[Records for this exercise Boundary: Start]
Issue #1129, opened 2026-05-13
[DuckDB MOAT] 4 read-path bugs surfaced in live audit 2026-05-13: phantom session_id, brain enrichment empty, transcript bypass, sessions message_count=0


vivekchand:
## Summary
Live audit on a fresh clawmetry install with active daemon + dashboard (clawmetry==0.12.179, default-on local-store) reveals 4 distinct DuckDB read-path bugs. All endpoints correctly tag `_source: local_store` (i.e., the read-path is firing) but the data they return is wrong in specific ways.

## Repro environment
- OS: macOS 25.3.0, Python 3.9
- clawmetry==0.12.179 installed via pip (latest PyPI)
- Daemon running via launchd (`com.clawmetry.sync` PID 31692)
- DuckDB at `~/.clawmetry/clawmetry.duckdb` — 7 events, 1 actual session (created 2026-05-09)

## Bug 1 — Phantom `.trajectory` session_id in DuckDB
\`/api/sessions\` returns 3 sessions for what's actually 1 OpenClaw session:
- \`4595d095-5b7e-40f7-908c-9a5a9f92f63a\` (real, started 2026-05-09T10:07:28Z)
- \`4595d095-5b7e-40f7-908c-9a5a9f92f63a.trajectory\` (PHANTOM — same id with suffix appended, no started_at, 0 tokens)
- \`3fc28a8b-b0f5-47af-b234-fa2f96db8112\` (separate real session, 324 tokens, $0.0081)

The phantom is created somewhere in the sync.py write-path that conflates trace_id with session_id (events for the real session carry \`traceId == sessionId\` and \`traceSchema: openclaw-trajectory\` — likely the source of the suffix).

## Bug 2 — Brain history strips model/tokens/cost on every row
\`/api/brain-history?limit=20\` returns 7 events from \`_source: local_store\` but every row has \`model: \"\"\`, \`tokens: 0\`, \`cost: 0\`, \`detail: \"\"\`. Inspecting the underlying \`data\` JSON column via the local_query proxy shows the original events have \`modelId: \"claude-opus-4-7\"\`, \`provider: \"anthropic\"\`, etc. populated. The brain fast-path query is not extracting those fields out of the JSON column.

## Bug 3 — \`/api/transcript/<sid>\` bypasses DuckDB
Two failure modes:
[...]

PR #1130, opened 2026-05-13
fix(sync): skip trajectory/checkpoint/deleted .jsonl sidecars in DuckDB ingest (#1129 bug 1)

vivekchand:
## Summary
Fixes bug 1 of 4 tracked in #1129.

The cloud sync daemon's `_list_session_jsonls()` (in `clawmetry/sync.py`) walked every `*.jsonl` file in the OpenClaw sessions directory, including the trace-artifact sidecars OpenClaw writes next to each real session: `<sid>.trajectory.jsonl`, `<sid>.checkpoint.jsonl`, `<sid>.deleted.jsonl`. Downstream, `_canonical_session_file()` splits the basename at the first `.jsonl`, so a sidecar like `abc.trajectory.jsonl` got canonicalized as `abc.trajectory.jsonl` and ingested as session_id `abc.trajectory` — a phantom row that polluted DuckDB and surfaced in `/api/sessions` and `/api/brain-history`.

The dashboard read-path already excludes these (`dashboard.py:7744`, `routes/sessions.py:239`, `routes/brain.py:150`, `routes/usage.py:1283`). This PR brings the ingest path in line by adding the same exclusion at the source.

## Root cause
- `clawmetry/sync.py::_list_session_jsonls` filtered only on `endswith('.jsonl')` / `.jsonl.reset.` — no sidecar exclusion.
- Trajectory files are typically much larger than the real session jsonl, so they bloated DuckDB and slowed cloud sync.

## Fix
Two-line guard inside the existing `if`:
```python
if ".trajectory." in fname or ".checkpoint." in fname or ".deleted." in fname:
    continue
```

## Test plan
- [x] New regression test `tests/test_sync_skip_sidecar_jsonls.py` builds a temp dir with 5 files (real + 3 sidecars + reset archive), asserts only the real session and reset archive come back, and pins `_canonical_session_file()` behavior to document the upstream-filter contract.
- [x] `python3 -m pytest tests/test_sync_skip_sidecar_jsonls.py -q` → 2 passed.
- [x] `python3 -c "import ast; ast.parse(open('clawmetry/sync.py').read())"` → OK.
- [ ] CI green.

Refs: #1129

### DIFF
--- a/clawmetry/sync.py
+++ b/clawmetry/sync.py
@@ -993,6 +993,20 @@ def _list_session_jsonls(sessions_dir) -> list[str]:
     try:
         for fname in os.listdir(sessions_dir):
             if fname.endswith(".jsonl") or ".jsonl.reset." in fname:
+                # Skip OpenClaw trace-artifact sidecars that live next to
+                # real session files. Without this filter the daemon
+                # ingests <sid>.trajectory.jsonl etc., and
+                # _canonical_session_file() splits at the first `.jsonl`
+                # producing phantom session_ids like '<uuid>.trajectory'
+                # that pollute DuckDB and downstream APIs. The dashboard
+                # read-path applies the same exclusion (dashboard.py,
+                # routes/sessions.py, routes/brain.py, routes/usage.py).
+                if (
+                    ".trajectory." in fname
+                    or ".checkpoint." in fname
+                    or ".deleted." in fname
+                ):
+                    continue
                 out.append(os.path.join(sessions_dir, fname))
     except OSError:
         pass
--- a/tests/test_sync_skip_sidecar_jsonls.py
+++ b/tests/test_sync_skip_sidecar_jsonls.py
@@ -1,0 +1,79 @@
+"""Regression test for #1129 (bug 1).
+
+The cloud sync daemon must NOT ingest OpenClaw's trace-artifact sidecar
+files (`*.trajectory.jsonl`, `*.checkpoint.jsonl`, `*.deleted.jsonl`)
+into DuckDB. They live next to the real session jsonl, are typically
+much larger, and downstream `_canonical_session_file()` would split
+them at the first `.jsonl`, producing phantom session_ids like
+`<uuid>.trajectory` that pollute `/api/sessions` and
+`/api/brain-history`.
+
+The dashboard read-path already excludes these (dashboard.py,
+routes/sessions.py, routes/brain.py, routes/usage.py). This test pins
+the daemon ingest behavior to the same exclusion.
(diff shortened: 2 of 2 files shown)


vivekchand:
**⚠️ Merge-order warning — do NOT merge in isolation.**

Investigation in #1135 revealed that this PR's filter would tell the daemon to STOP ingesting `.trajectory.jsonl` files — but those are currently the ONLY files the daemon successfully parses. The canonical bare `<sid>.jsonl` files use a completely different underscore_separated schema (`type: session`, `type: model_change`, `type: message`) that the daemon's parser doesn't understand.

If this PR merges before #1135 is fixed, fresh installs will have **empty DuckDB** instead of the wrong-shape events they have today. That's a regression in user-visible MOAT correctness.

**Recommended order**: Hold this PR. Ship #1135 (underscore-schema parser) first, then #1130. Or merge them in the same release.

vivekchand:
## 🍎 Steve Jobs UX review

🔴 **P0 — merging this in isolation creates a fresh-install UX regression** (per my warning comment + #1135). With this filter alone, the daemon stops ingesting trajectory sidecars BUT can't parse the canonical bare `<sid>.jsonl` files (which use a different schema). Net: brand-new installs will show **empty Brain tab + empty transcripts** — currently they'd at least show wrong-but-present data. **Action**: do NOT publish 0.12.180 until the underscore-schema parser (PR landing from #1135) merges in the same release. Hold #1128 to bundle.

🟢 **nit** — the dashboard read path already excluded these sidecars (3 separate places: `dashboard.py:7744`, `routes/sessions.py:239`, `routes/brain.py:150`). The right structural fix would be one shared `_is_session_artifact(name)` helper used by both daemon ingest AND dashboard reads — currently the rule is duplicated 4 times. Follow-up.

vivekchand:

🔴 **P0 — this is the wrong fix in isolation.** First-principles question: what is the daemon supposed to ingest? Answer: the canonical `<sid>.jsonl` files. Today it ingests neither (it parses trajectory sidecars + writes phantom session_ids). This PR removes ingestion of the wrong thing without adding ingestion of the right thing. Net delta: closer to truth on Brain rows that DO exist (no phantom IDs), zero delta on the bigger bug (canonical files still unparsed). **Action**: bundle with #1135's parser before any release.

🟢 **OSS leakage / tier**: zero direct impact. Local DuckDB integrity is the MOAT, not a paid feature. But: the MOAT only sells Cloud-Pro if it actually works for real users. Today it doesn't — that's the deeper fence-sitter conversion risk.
[Records for this exercise Boundary: End]
Return, from the entries, each line that holds "typically".

__Output below__:
- Trajectory files are typically much larger than the real session jsonl, so they bloated DuckDB and slowed cloud sync.
+into DuckDB. They live next to the real session jsonl, are typically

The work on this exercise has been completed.